Story By George Chen

"There’s bad music everywhere," sings Kevin Blechdom to a packed nightclub, inciting laughter with the follow up lyric, "I’m gonna fuck the music into the ground!"

She’s performing a solo set accompanied only by a laptop, a mixer, and a microphone, but this song is actually a staple of the Blectum from Blechdom’s repertoire. In the past it was performed behind the glow of a digital screen and bleeping lights of a sampler, Kevin joined at the hip with partner in crime Blevin Blectum (literally joined together at the butt, wearing Siamese-twin jumpsuits). Tonight, Blevin watches the set nearby, a few rows deep in the standing-room-only crowd at Oakland’s Stork Club. Blevin has just played her own set of stuttering beats and a matching video projection to the same audience. This evening, even with both members performing, we are not watching a Blectum from Blechdom show. Confused yet?
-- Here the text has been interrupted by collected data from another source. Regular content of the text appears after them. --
PR #434, opened 2026-04-09
CM-62381-add-session-start-hook

RoniCycode:
- Change "ensure-auth" to "session-start" which includes conversation creation and MCP usage checks (once per session)


cycode/cli/apps/ai_guardrails/session_start_command.py
```diff
@@ -0,0 +1,106 @@
...
+from cycode.cli.utils.get_api_client import get_ai_security_manager_client
+from cycode.logger import get_logger
+
+logger = get_logger('AI Guardrails')
+
+
+def _build_session_payload(payload: dict, ide: str) -> AIHookPayload:
+    """Build an AIHookPayload from a session-start stdin payload."""
+    if ide == AIIDEType.CLAUDE_CODE:
+        ide_version, model, _ = _extract_from_claude_transcript(payload.get('transcript_path'))
```
Ilanlido: we should probably get rid of _extract_from_claude_transcript now, i created it because other hooks didn't provide the model, as far as i know session start provides the model in stdin
Regarding ide_version, do we have it in stdin / claude.json file?

cycode/cli/apps/ai_guardrails/session_start_command.py
```diff
@@ -0,0 +1,106 @@
...
+        claude_config = load_claude_config()
+        ide_user_email = get_user_email(claude_config) if claude_config else None
+
+        return AIHookPayload(
+            event_name='session_start',
```
Ilanlido: no need - its not used later when creating conversation

cycode/cli/apps/ai_guardrails/session_start_command.py
```diff
@@ -0,0 +1,106 @@
...
+        logger.debug('Failed to initialize AI security client', exc_info=e)
+        return
+
+    # Step 4: Create conversation
+    try:
+        ai_client.create_conversation(session_payload)
+    except Exception as e:
+        logger.debug('Failed to create conversation during session start', exc_info=e)
+
+    # Step 5: Report data flow (MCP servers, Claude Code only)
```
Ilanlido: we should handle cursor too, also extract to func

cycode/cyclient/ai_security_manager_client.py
```diff
@@ -17,6 +17,7 @@ class AISecurityManagerClient:
 
     _CONVERSATIONS_PATH = 'v4/ai-security/interactions/conversations'
     _EVENTS_PATH = 'v4/ai-security/interactions/events'
+    _DATA_FLOW_PATH = 'v4/ai-security/interactions/data-flow'
```
Ilanlido: i dont know if i like that route name

cycode/cli/apps/ai_guardrails/session_start_command.py
```diff
@@ -0,0 +1,106 @@
...
+            handle_auth_exception(ctx, err)
+            return
+    else:
+        logger.debug('Already authenticated')
+
+    # Step 2: Read stdin payload (backward compat: old hooks pipe no stdin)
+    if sys.stdin.isatty():
+        logger.debug('No stdin payload (TTY), skipping session initialization')
+        return
+
```
Ilanlido, line 127: can you explain

cycode/cyclient/ai_security_manager_client.py
RoniCycode: 🤷

cycode/cli/apps/ai_guardrails/session_start_command.py
RoniCycode: What it does: sys.stdin.isatty() returns True when stdin is attached to a terminal — i.e. nothing is piped in. If we didn't have this guard, sys.stdin.read() on the next line would block forever waiting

Good. Befuddlement can be forgiven -- it might even be the goal. With the barrage of laptop-based electronic music streaming out of the Bay Area and into the international music press, Blectum from Blechdom stand out for their confounding meld of beats, performance art, populism, absurdity, and fun. From such ribald shenanigans as donning T-shirts with flames emblazoned over the nipples whilst singing "my tits are on fire!" to performing a college thesis in the bathroom of their alma mater, Blectum pushes the stereotype of the Intelligent Dance Music geek back into the pale, pixel-tanned basement from whence it sprung. Fiddling with Freudian imagery and screwing with technology’s drive to assimilate, Blectum from Blechdom’s trans-genre stew makes them oddballs and enigmas, outsiders both from the avant-breeding ground that birthed them and the commerce-driven world of dance music.

The musical union of Blectum from Blechdom stems from an accident. Kristin Erickson and Bevin Kelley were both scheduled to play a Halloween party organized by Erickson’s then-boyfriend. They ended up performing to promote it at Oakland’s Mills College. Erickson had transferred to Mills from Florida State University with a history of conservatory training in piano. She sought refuge from unsupportive teachers who dismissed her compositions, like one for the children’s toy "Simon," and hoped to find it at the all-women’s college. Bevin Kelley had started a graduate music program as a violinist after attending Oberlin, but promptly switched to the electronic music program at Mills, realizing that classical music was not her passion. In Ohio she’d been turned on to dance music from Detroit and DJed at the college radio station under the name D84. Neither one knew the other back in 1998, even though they shared classes. The Halloween performance was supposed to be two distinct sets flowing into each other, but when Kelley started her beats and mixed in with the ending of Erickson’s solo piece, the two found the sounds matched-up in unexpected ways.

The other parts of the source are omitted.